### WHAT NEEDS TO BE DONE
Report all lines below with the word "Gets".

#### PROVIDED DATA

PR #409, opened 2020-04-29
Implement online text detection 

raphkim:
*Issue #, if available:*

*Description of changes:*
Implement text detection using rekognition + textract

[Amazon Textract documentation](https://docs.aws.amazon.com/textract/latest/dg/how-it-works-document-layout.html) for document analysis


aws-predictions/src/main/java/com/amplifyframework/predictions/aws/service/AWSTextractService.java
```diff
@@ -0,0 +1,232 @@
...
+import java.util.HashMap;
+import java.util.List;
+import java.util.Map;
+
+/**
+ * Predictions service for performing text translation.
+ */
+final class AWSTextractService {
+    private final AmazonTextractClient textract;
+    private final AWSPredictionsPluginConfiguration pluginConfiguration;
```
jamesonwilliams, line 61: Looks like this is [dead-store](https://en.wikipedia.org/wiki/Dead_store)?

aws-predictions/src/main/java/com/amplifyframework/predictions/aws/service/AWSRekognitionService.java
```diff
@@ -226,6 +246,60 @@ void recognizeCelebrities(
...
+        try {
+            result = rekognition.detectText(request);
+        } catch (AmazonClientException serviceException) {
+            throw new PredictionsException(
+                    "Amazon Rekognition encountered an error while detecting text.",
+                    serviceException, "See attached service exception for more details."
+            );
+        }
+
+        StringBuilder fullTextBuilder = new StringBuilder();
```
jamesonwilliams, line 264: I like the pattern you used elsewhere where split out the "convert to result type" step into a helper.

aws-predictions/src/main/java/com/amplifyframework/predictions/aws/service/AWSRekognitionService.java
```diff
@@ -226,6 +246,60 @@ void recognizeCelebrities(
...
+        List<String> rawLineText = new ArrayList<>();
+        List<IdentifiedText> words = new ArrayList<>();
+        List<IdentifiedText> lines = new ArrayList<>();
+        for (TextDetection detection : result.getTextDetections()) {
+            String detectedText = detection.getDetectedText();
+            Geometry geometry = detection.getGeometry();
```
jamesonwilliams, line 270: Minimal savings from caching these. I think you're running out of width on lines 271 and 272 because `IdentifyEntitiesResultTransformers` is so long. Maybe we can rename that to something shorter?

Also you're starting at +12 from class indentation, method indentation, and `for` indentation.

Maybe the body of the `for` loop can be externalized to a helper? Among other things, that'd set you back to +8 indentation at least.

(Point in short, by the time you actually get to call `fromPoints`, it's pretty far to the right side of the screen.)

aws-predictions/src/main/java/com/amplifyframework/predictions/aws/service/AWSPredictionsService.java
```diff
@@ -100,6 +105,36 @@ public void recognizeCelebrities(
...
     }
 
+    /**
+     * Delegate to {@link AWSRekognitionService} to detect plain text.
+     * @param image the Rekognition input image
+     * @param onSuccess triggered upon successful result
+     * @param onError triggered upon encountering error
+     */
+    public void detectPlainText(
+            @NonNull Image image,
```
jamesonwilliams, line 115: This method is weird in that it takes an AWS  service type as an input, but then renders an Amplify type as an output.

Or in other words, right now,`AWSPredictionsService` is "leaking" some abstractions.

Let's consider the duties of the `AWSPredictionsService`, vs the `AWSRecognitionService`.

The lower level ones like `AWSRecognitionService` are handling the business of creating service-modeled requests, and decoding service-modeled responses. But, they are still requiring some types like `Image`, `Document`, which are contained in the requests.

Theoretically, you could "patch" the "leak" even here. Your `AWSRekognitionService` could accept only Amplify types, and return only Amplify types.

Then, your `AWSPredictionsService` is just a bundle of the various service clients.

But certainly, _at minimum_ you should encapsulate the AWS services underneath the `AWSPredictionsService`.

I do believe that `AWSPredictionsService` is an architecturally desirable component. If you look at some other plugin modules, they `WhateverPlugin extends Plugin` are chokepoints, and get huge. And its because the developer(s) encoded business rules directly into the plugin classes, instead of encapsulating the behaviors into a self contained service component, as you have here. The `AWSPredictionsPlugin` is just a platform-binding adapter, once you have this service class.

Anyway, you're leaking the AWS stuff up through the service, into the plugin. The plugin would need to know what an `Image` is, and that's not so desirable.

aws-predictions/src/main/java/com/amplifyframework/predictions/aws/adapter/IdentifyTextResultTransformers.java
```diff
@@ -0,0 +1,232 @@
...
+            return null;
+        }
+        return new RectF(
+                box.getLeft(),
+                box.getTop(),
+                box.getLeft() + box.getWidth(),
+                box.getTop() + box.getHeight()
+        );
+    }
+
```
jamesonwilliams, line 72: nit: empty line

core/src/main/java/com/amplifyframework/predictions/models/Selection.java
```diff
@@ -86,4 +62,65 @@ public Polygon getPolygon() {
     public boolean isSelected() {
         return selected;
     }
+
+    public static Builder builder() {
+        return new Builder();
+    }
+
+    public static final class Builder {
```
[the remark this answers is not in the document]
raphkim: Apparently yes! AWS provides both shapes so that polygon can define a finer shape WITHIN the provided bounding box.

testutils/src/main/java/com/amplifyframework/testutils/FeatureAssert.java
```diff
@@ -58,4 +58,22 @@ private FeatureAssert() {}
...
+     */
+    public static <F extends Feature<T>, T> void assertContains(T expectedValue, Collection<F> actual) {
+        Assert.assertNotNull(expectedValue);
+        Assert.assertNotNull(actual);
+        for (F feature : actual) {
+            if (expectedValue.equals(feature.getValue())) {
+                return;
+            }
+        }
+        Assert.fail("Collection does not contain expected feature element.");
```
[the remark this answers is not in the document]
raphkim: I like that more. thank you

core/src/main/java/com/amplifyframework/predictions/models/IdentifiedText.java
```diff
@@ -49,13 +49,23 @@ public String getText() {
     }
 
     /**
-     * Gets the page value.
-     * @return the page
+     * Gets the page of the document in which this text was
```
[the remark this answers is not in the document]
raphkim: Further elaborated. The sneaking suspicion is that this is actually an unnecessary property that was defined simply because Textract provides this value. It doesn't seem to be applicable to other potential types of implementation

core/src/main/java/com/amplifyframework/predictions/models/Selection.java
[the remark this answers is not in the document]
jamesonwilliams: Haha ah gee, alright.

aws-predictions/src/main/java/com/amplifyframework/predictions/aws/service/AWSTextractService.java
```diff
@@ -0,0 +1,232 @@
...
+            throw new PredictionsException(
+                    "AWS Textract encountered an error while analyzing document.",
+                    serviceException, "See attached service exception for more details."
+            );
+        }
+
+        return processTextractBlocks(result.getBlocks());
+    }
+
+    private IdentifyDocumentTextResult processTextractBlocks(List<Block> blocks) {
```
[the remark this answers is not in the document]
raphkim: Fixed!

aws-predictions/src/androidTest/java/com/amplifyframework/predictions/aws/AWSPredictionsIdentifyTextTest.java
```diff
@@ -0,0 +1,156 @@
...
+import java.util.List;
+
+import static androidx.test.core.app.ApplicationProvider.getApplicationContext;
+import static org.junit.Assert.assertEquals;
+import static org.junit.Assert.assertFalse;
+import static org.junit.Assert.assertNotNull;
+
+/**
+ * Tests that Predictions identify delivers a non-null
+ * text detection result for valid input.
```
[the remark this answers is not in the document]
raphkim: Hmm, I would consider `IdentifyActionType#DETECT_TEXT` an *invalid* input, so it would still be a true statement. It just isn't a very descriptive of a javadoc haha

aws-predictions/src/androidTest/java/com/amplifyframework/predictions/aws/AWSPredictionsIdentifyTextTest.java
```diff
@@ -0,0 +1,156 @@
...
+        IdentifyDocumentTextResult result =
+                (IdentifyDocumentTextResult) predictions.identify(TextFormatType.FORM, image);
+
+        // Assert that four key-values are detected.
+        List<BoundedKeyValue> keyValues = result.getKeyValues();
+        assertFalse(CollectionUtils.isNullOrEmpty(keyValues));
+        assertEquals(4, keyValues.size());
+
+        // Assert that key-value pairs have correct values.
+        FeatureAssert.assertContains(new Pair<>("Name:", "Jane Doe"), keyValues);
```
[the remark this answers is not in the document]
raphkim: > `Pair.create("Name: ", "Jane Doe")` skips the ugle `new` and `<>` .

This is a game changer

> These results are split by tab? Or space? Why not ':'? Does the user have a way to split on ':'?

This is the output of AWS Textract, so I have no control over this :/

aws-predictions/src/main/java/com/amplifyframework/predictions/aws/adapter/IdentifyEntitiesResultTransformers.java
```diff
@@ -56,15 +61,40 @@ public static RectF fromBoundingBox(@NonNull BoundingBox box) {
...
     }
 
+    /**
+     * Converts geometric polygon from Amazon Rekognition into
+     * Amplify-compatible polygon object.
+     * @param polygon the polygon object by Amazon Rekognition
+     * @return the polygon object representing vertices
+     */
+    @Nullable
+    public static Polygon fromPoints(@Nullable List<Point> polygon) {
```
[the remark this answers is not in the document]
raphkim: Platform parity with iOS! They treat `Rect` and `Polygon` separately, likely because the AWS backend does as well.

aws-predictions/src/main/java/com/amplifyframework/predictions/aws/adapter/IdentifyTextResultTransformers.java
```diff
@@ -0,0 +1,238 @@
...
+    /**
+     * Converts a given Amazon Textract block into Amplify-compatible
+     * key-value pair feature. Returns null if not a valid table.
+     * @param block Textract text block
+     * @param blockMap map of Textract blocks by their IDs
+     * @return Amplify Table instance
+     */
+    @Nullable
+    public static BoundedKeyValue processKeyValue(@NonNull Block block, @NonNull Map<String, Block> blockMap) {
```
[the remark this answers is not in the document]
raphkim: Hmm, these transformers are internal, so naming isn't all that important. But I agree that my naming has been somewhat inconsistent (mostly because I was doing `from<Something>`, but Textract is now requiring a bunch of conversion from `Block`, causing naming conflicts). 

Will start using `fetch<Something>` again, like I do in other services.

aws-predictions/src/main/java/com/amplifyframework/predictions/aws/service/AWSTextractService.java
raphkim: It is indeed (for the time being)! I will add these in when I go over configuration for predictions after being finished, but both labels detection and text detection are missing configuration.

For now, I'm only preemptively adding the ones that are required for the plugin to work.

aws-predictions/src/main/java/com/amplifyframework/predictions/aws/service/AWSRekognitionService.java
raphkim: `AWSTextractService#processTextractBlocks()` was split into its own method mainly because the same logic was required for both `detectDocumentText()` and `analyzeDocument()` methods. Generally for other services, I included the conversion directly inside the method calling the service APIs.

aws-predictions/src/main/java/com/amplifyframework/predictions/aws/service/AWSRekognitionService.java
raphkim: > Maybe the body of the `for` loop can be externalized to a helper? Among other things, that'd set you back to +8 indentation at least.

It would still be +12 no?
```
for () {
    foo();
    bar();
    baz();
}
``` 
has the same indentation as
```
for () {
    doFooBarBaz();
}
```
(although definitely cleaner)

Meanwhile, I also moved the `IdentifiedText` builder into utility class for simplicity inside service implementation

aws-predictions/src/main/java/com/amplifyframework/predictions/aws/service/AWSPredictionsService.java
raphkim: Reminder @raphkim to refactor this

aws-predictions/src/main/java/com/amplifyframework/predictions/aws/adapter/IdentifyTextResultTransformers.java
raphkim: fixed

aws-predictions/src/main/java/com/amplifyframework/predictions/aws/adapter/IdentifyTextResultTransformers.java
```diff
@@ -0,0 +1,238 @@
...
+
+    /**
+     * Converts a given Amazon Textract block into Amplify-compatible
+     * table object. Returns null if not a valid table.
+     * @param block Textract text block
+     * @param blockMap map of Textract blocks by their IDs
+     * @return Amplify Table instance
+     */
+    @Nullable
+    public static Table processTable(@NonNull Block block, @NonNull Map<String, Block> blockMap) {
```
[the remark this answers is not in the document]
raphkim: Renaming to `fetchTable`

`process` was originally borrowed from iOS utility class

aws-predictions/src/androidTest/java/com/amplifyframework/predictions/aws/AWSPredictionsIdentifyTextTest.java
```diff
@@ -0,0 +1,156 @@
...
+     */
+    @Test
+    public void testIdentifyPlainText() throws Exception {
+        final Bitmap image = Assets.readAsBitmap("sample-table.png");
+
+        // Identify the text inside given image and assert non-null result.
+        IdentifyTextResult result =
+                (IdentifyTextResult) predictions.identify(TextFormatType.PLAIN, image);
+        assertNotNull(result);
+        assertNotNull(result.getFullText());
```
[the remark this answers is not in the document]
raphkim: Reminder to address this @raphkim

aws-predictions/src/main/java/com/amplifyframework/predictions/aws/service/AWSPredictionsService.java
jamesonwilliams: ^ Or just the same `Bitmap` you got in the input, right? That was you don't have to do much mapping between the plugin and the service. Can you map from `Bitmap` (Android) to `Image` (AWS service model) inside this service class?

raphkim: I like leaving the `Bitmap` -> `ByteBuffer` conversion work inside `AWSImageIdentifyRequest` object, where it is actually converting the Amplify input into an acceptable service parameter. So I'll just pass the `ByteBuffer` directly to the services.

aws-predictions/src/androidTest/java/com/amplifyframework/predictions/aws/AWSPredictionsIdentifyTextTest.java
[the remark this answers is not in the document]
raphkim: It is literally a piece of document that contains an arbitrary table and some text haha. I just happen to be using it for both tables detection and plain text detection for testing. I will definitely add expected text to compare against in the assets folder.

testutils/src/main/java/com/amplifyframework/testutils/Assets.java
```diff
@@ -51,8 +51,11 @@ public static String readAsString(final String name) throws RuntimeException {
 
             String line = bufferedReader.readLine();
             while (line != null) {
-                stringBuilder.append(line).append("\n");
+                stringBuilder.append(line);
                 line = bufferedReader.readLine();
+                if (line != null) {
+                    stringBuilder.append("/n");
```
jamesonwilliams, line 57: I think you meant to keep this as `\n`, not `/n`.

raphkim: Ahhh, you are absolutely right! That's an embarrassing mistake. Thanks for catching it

########

### WRITTEN RESPONSE
-     * Gets the page value.
+     * Gets the page of the document in which this text was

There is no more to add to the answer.